▼

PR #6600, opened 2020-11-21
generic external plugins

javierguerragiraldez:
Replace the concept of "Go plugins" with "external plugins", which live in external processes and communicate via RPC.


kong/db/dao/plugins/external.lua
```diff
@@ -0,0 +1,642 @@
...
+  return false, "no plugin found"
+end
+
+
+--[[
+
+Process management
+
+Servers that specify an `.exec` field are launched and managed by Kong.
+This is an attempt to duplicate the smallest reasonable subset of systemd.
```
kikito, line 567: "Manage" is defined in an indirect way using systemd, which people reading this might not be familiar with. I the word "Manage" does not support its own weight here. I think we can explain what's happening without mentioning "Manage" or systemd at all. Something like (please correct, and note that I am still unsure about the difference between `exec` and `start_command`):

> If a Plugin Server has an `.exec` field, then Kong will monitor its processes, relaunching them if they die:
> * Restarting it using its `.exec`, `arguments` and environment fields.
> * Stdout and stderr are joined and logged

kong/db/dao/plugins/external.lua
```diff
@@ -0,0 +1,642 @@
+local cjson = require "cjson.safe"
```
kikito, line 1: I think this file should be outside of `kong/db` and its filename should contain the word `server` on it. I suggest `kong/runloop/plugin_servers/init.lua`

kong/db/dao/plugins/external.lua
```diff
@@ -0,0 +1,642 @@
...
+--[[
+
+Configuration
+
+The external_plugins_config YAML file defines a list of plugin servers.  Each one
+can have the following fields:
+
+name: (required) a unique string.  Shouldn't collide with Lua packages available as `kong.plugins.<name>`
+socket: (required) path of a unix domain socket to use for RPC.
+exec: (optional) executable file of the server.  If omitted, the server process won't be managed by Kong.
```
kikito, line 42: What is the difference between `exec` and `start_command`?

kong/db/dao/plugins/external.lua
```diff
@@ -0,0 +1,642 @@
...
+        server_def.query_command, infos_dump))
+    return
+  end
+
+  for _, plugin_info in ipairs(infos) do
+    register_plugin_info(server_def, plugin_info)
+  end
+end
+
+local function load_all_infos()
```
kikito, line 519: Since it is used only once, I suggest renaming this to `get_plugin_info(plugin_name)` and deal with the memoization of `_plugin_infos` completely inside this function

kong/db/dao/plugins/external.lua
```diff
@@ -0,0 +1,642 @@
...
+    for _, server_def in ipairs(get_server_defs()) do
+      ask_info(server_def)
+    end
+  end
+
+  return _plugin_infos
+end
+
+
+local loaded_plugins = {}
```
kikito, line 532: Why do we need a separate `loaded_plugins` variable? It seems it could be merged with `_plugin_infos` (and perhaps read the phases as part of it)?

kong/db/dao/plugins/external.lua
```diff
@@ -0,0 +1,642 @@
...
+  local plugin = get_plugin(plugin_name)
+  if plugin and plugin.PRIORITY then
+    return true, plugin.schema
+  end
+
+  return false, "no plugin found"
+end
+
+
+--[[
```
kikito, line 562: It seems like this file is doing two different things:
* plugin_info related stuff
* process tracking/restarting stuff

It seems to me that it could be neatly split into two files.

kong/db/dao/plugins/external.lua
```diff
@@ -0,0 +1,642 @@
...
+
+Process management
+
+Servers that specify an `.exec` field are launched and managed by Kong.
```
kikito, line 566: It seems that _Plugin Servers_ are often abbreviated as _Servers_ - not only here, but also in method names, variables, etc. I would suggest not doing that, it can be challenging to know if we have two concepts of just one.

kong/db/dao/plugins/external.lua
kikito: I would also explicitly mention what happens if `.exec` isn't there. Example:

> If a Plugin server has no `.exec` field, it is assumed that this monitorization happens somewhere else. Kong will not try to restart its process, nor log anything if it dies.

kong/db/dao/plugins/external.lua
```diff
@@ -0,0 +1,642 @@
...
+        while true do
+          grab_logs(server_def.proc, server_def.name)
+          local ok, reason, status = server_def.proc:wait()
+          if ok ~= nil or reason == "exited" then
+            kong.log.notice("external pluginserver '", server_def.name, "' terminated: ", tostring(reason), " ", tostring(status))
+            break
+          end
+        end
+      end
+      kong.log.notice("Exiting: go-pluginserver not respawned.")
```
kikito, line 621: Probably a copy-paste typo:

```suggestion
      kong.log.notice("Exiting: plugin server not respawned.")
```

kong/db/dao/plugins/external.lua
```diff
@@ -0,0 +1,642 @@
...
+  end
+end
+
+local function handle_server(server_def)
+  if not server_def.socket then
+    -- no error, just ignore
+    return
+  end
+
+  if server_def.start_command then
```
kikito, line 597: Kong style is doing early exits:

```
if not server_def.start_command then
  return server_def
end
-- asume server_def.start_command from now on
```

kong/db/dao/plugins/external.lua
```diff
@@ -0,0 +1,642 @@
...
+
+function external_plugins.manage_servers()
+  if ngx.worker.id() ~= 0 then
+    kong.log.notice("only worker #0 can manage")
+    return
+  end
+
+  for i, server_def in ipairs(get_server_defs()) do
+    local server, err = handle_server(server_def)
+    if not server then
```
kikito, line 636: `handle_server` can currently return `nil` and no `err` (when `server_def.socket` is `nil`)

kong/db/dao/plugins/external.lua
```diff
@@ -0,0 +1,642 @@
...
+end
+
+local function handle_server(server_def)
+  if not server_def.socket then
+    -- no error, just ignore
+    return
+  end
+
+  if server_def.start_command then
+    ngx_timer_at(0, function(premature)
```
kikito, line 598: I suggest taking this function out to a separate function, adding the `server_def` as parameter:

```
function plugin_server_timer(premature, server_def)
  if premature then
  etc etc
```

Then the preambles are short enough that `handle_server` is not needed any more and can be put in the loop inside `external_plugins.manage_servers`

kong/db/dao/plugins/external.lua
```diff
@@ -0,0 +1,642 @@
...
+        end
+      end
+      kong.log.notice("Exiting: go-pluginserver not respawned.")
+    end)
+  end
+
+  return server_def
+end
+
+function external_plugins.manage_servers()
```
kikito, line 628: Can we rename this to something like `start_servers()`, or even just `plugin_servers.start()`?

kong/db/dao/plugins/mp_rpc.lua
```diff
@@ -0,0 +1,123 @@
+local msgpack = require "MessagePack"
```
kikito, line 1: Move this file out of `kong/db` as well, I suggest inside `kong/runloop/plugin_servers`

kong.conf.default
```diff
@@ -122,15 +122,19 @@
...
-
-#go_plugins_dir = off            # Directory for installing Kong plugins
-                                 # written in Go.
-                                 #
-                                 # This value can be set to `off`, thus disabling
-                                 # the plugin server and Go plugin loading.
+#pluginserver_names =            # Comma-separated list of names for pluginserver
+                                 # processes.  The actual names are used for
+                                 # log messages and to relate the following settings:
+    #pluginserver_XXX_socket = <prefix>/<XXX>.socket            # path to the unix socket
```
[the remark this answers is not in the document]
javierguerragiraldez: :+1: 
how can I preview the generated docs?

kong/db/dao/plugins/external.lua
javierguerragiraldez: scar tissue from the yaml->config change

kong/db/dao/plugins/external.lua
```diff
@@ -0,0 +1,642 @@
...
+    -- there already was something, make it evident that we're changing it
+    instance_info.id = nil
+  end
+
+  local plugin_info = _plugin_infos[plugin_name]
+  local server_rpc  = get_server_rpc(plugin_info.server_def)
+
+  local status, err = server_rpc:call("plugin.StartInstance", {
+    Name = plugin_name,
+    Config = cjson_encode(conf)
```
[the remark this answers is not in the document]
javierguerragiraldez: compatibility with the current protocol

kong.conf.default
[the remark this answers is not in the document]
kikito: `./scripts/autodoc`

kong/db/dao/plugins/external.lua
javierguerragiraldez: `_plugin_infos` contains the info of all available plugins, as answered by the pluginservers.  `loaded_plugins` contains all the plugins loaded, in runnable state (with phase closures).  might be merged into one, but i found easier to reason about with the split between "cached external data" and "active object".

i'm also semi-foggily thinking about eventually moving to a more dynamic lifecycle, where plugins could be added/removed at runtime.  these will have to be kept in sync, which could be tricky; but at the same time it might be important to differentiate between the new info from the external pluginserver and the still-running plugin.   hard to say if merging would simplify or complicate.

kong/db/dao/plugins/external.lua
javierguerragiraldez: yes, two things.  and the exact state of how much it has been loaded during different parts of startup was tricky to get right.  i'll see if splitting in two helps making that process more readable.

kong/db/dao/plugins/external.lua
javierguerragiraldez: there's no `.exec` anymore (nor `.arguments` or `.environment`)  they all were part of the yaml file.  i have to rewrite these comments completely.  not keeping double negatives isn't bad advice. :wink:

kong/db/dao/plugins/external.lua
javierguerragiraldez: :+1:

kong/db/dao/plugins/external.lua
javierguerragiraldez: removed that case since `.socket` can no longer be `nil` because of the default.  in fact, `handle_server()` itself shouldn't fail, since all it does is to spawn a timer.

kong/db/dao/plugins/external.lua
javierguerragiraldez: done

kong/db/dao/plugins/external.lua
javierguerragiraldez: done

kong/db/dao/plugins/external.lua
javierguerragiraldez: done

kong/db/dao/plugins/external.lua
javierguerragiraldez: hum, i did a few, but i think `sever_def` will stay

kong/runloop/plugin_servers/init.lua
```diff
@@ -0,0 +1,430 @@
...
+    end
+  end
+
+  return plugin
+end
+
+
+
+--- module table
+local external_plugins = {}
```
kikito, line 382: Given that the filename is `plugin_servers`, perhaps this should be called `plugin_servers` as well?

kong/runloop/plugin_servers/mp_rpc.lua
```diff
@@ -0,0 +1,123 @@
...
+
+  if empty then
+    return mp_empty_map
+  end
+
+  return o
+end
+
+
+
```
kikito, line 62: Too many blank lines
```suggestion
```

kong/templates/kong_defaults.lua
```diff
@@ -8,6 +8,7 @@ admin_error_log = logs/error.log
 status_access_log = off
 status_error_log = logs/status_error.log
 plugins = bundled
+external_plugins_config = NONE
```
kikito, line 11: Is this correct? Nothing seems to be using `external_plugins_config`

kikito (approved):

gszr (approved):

▲
▼

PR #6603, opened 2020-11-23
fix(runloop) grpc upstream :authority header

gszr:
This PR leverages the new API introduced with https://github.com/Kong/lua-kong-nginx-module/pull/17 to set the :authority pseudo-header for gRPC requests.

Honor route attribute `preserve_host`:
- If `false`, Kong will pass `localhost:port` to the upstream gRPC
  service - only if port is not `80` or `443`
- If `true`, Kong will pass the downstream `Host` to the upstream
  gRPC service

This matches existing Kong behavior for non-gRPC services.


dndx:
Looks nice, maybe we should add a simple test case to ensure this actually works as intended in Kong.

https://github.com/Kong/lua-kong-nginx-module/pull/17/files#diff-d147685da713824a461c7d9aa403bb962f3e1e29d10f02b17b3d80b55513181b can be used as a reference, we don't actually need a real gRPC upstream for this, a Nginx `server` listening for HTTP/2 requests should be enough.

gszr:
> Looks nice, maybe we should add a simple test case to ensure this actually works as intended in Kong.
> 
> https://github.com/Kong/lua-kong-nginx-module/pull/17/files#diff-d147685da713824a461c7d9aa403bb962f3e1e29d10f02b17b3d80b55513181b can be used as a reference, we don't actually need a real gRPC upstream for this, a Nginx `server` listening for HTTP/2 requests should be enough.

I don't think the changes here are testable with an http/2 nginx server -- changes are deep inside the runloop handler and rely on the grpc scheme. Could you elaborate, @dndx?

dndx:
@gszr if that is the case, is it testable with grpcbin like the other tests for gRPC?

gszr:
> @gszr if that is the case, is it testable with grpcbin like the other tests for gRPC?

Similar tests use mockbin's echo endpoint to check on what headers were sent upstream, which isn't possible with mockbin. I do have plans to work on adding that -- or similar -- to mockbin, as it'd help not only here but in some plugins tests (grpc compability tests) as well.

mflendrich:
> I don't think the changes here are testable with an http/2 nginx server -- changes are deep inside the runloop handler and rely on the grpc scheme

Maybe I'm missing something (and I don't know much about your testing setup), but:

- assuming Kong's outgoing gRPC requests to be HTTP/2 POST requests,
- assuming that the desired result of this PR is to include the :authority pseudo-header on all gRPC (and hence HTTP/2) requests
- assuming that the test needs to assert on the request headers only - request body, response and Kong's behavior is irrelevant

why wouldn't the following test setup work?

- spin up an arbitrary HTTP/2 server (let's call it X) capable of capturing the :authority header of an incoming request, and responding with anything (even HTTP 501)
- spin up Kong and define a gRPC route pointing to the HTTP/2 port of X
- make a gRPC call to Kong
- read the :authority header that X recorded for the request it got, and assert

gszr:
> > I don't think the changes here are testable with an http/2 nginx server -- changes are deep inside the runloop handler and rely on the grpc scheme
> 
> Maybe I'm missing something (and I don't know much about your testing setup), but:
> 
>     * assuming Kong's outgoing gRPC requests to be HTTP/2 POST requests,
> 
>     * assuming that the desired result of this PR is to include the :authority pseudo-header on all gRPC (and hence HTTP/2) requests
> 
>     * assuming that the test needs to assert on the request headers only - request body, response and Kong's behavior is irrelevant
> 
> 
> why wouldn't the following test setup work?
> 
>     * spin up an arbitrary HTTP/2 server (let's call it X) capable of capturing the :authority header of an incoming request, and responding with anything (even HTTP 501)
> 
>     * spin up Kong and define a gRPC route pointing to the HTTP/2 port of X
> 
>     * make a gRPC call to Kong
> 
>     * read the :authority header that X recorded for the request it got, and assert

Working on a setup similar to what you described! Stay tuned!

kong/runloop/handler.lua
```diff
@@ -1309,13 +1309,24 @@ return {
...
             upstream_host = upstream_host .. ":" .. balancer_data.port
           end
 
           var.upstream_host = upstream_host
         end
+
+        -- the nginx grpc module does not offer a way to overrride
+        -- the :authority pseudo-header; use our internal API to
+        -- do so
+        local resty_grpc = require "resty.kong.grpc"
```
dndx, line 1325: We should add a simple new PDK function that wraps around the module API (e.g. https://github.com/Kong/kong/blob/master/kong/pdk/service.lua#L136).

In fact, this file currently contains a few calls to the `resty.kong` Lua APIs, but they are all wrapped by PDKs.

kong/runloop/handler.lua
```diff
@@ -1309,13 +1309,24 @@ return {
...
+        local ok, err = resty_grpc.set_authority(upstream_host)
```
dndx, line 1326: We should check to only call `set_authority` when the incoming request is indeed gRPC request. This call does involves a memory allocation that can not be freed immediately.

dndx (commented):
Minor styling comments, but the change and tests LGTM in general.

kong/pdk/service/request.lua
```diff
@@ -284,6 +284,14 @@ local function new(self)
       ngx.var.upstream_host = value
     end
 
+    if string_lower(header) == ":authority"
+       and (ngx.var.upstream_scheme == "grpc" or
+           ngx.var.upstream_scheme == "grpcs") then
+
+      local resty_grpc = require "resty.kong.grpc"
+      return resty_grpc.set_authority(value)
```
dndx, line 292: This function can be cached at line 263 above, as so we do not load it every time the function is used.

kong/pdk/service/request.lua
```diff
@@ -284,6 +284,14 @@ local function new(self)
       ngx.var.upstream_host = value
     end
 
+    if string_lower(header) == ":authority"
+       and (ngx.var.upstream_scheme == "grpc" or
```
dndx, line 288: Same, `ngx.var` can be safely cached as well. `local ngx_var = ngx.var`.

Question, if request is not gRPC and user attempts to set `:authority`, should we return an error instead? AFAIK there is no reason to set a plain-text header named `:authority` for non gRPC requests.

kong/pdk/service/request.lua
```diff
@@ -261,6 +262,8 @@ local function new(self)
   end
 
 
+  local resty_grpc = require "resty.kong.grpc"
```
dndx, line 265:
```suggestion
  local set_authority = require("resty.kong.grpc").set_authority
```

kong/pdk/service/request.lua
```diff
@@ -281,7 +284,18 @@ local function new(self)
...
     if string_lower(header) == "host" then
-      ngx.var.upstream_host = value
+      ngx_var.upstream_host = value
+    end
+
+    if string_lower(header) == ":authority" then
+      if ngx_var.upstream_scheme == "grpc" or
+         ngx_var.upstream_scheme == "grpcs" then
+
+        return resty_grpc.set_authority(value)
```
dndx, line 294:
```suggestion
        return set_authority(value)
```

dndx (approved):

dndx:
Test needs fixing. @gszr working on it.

▲

### Goal of the exercise
Exactly how many lines in the data above contain the word "response"? Respond with the number and nothing more.

### Task output
2